» **Input records**:
■ ■ ■ ■ ■ ■ ■
PR #3744, opened 2024-05-23
CLDR-11883 update hour prefs for some en_XX locales

pedberg-icu:
CLDR-11883

Update hour cycles for some en_XX locales (while keeping the basic h vs H matching the region), which may be closer to en_001 than to the preferred hour cycle types for the default language in region XX.  See ticket for more details.

ALLOW_MANY_COMMITS=true


richgillam (approved):
LGTM

AEApple (approved):

PR #3752, opened 2024-05-24
CLDR-17658 Improve Dashboard performance and UI; work in progress

btangmu:
-For now, change only the front end, except for enabling Abstain for TC

-Abstain for TC is hidden (unchecked) by default

-Combine notifications in certain categories so that there is not more than one per page

-For now, apply this to only the Abstained category (not Missing); easy to change which categories are affected

-Add unit test

-Try to fix delayed visibility of checkbox click; alternatives and debugging for catCheckmarkChanged

-Remove delay from a-spin pending solution to delayed visibility of checkbox click

-Add Vue version to the About page; bugs may depend on Vue version

CLDR-17658

ALLOW_MANY_COMMITS=true

### DIFF
--- a/tools/cldr-apps/js/src/esm/cldrDash.mjs
+++ b/tools/cldr-apps/js/src/esm/cldrDash.mjs
@@ -85,7 +85,7 @@ class DashData {
         const xpstrid = this.pageCombinedEntry[cat][page]; // not necessarily e.xpstrid
         if (!xpstrid) {
           console.error(
-            "Existing xpstrid not found in addAbstainedEntry for cat = " +
+            "Existing xpstrid not found in addCombinedEntry for cat = " +
               cat +
               ", page = " +
               page
@@ -95,7 +95,7 @@ class DashData {
         const dashEntry = this.pathIndex[xpstrid];
         if (!dashEntry) {
           console.error(
-            "Existing entry not found in addAbstainedEntry for cat = " +
+            "Existing entry not found in addCombinedEntry for cat = " +
               cat +
               ", page = " +
               page
--- a/tools/cldr-apps/js/src/esm/cldrDash.mjs
+++ b/tools/cldr-apps/js/src/esm/cldrDash.mjs
@@ -223,9 +223,13 @@ class DashData {
   }
 
   removeEntry(dashEntry) {
+    const xpstrid = dashEntry.xpstrid;
     this.removeEntryCats(dashEntry);
-    const index = this.entries.indexOf(dashEntry);
-    this.entries.splice(index, 1);
+    // Changed xpstrid means the entry wasn't really removed but was kept as representative of combined category
+    if (xpstrid === dashEntry.xpstrid) {
+      const index = this.entries.indexOf(dashEntry);
+      this.entries.splice(index, 1);
+    }
   }
 
   removeEntryCats(dashEntry) {
@@ -236,14 +240,14 @@ class DashData {
         delete this.catSize[cat];
       }
       if (CATS_ONE_PER_PAGE.includes(cat)) {
-        this.removeCombinedEntryCats(dashEntry, cat);
+        this.removeCombinedEntryCat(dashEntry, cat);
       } else if (this.catFirst[cat] === dashEntry.xpstrid) {
         this.findCatFirst(cat);
       }
     });
   }
 
-  removeCombinedEntryCats(dashEntry, cat) {
+  removeCombinedEntryCat(dashEntry, cat) {
     const page = dashEntry.page;
     this.pageCombinedEntries[cat][page].shift();
     if (this.pageCombinedEntries[cat][page].length > 0) {
--- a/tools/cldr-apps/js/src/esm/cldrDash.mjs
+++ b/tools/cldr-apps/js/src/esm/cldrDash.mjs
@@ -30,8 +30,7 @@ class DashData {
     // An object whose keys are xpstrid (xpath hex IDs like "db7b4f2df0427e4"), and whose values are DashEntry objects
     this.pathIndex = {};
     this.hiddenObject = null;
-    this.pageCombinedCount = {}; // map page to number of notifications on that page
-    this.pageCombinedEntry = {}; // map page to representative notification entry xpstrid on that page
+    this.pageCombinedEntries = {}; // map page to array of notification xpstrid on that page
   }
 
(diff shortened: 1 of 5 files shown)


macchiati:
I pushed to staging to try it out. Good progress!

- MUCH more responsive when there are many abstained!
- Logged in as a TC, I still don't see Abstained label (minor, but we wanted to fix this now that TCs wouldn't be overwhelmed by Abstained items)
- When I voted on an item, the Abstained dashboard row disappeared. But there were still Abstaineds on that page, and the Dashboard row it wasn't replaced by another Abstained dashboard row on that page, even after closing and opening the dashboard. [I'm guessing that that is a WIP. We were thinking of having a Dashboard row with just Section-Page that always goes to the first Abstained on the Page, but it is simpler to always just replace the one voted on by the next in the page (keeping the details of header and code, that would be fine.]

btangmu:
As discussed in infra meeting, I'm making this ready for review in spite of remaining problems. The dashboard doesn't update properly after voting. A work-around may be to refresh the dashboard frequently using the "↻" button.

tools/cldr-apps/js/src/views/AboutPanel.vue
```diff
@@ -42,12 +42,19 @@
             </span>
           </td>
         </tr>
+        <tr>
+          <td class="aboutKey">Vue version</td>
+          <td>
+            <span class="aboutValue">{{ vueVersion }}</span>
```
srl295, line 48: nice.

srl295: i wonder if there's a way to get antdv versions

tools/cldr-apps/js/src/views/DashboardWidget.vue
```diff
@@ -75,7 +75,8 @@
       </header>
       <section id="DashboardScroller" class="sidebyside-scrollable">
         <template v-if="updatingVisibility">
-          <a-spin delay="1000" size="large" />
+          <!-- for unknown reason, the a-spin fails to appear on current Chrome/Firefox if any :delay is specified here -->
+          <a-spin size="large" />
```
srl295, line 79: still couldn't repro this. but, the logistics of this update are pretty odd..

tools/cldr-apps/js/src/views/DashboardWidget.vue
```diff
@@ -367,22 +375,47 @@ export default {
...
-      this.updatingVisibility = true;
-      setTimeout(
-        () => this.updateVisibility(event.target.checked, category),
-        0
+      // Also the booleans catCheckboxIsUnchecked and catIsHidden are distinct in order for
+      // the checkbox itself to update immediately even if the rows for the corresponding
+      // category may take a long time to update.
+      // Unfortunately, neither of these mechanisms seems guaranteed to prevent a very very
+      // long delay between the time the user clicks the checkbox and the time that the checkbox
+      // changes its state.
```
srl295, line 389: I wouldn't say it's a weakness in Vue itself but a weakness in our usage of the order of 10k DOM objects.

tools/cldr-apps/src/main/java/org/unicode/cldr/web/Dashboard.java
```diff
@@ -239,9 +239,6 @@ public ReviewOutput get(
                         sm.getSupplementalDataInfo(), sourceFactory, new STUsersChoice(sm));
         EnumSet<NotificationCategory> choiceSet =
                 VettingViewer.getDashboardNotificationCategories(usersOrg);
-        if (UserRegistry.userIsTC(user)) {
-            choiceSet.remove(NotificationCategory.abstained);
-        }
```
srl295, line 244: :100:

srl295 (approved):

macchiati:
Just got back to this; merging since Steven reviewed

tools/cldr-apps/js/src/esm/cldrDash.mjs
```diff
@@ -43,32 +52,107 @@ class DashData {
...
+        // is temporarily removed then added back, and in this case it may belong
+        // at the start of the array, not the end.
+        // Reference: https://unicode-org.atlassian.net/browse/CLDR-17658
+        if (this.updatingPath) {
+          this.pageCombinedEntries[cat][page].unshift(e.xpstrid);
+        } else {
+          this.pageCombinedEntries[cat][page].push(e.xpstrid);
+        }
+        // Use the FIRST item in the array as the representative,
+        // with its comment indicating the size of the array
```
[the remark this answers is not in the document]
btangmu: Yes, there's a ticket already: https://unicode-org.atlassian.net/browse/CLDR-15648

In the meantime, the complete (all-path) dashboard json response is sorted, however, after voting on a path, there's a miniature dash response for that path alone, and then the front end doesn't always know where to insert it...

tools/cldr-apps/js/src/esm/cldrDash.mjs
```diff
@@ -43,32 +52,107 @@ class DashData {
...
+      if (!this.pageCombinedEntries[cat][page]?.length) {
+        this.pageCombinedEntries[cat][page] = new Array(e.xpstrid);
+        this.addNewEntry(cat, group, e);
+      } else {
+        // TODO: make this work. unshift instead of push may be appropriate
+        // during an update (following a vote), since the combined notification
+        // is temporarily removed then added back, and in this case it may belong
+        // at the start of the array, not the end.
+        // Reference: https://unicode-org.atlassian.net/browse/CLDR-17658
+        if (this.updatingPath) {
```
btangmu, line 88: Bug: this.updatingPath is always false here, because here "this" = dashData (as intended), but below when this.updatingPath is set to true, "this" = cldrDash

tools/cldr-apps/js/src/esm/cldrDash.mjs
```diff
@@ -334,6 +452,7 @@ function convertData(json) {
  *               containing notifications for a single path (old format)
  */
 function updatePath(dashData, json) {
+  this.updatingPath = true;
```
btangmu, line 455: Bug here: "this" = cldrDash NOT dashData

btangmu: Note: the "this" bug was fixed in https://github.com/unicode-org/cldr/pull/3777

PR #3753, opened 2024-05-26
CLDR-17673 update plural forms for Sicilian (scn)

dpaleino:
CLDR-17673

- [ X] This PR completes the ticket.

ALLOW_MANY_COMMITS=true


conradarcturus (changes requested):
Thanks for making the change! Out of curiosity what are some examples of the difference?

plurals.xml already has an entry for `scn` -- can you remove the one on line 30?

We will need to regenerate `pluralRanges.xml` -- to do that run:
`java -jar tools/cldr-code/target/cldr-code.jar GeneratePluralRanges`

conradarcturus:
Apologies for the delays in getting this review -- we ended up manually pushing it forward so we could get it in v46 as that closes, see https://github.com/unicode-org/cldr/pull/3942

PR #3757, opened 2024-05-28
CLDR-17993 Update spotless to 2.43 and google-java-style 1.22 to support Java 21+

echeran:
(see: unicode-org/unicodetools#828)

CLDR-17993 - catch-all ticket for v47 dependency updates

ALLOW_MANY_COMMITS=true


srl295 (changes requested):
I don't think we should do this now. maybe at release. I'm concerned about disruption to in-flight PRs

echeran:
That's fine. Feel free to merge whenever you think it will be least disruptive.

echeran:
@srl295 When is a good time to merge? To cause the least disruption, I think either: 1) the last commit before cutting a release, or 2) the first commit at the beginning of a new release.

I'll leave it to you. I can help keep this PR up to date until then. If not sometime like the above, then there won't be a better time to wait for in order to merge.

srl295:
Probably right after v46 is cut.

echeran:
> Probably right after v46 is cut.

@srl295 It's almost that time. I'm about to cut ICU v76. Merge when it is convenient.

srl295 (approved):

echeran:
Thanks for the approval. Given that v46 is merged, and the Jira ticket was for a v46 BRS task, I'm going to update the PR to refer to the equivalent v47 Jira ticket.

PR #3758, opened 2024-05-28
CLDR-17263 add zh-Latn

srl295:
CLDR-17263

add:

- [X] zh-Latn-CN
- [ ] ko-Hani-KR - in https://github.com/unicode-org/cldr/pull/3759
- [ ] vi-Hani-VN - in https://github.com/unicode-org/cldr/pull/3759

ALLOW_MANY_COMMITS=true


srl295:
Ready.

DavidLRowe:
It might be clearer in the main exemplar to use `èéê` rather than `è-ê`, but not a big deal. In fact, it probably gets normalized at some later point, so don't bother changing here.

The "numbers" exemplar generally includes decimal separator and grouping separator, and often plus, minus and percentage symbols. If these are not added to this exemplar, will the vetter be blocked from entering them in the Survey Tool?

For reference, zh.xml has:
`[\- ‑ , . % ‰ + 0 1 2 3 4 5 6 7 8 9 〇 一 七 三 九 二 五 八 六 四]`

Other than that, it seems fine.

srl295:
Yes, all of these get normalized… And no, it won’t prevent anyone from
entering contact, it will produce a warning that we can sort out later

DavidLRowe (approved):
LGTM

PR #3761, opened 2024-05-29
CLDR-15744 make sure settings.user.touch() is called

srl295:
CLDR-15744

Verified:
- voting and forum posts, etc, update the 'last seen' date
- login/logout through different methods affect last seen
- make sure the named session gets logged out, even if cookies were different

ALLOW_MANY_COMMITS=true


srl295:
needs more testing

macchiati (changes requested):
This appears to be the wrong ticket. Am I missing something?

srl295:
> This appears to be the wrong ticket. Am I missing something?

good catch

macchiati (approved):

PR #3762, opened 2024-05-29
CLDR-17662 update Vetting Participation spreadsheet

srl295:
CLDR-17662 - Vetting Participation

Does not address all items, but many improvements

- major speedup due to parallel fetch of endpoint. 
- delete unneeded columns. (Can be present but hidden when debugging)
- use Org coverage instead of Cldr coverage - this is cached, so should be OK to fetch
- add sheets for Organization and Coverage goals
- move all non-direct vote counts to 'non-direct votes' (summing imported, bulk, etc)
- fix progress percent in sheet to be an actual percent, not a string

Minor:
- improve robustness of ST, account, and vetting participation pages.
■ ■ ■ ■ ■ ■ ■
» **What the exercise asks**:
In the listing above, find the line with "CLDR-17658 Improve Dashboard" and the line with "-Remove delay from", then print exactly those two lines and every line between them, and nothing more.

» **Solution**:
CLDR-17658 Improve Dashboard performance and UI; work in progress

btangmu:
-For now, change only the front end, except for enabling Abstain for TC

-Abstain for TC is hidden (unchecked) by default

-Combine notifications in certain categories so that there is not more than one per page

-For now, apply this to only the Abstained category (not Missing); easy to change which categories are affected

-Add unit test

-Try to fix delayed visibility of checkbox click; alternatives and debugging for catCheckmarkChanged

-Remove delay from a-spin pending solution to delayed visibility of checkbox click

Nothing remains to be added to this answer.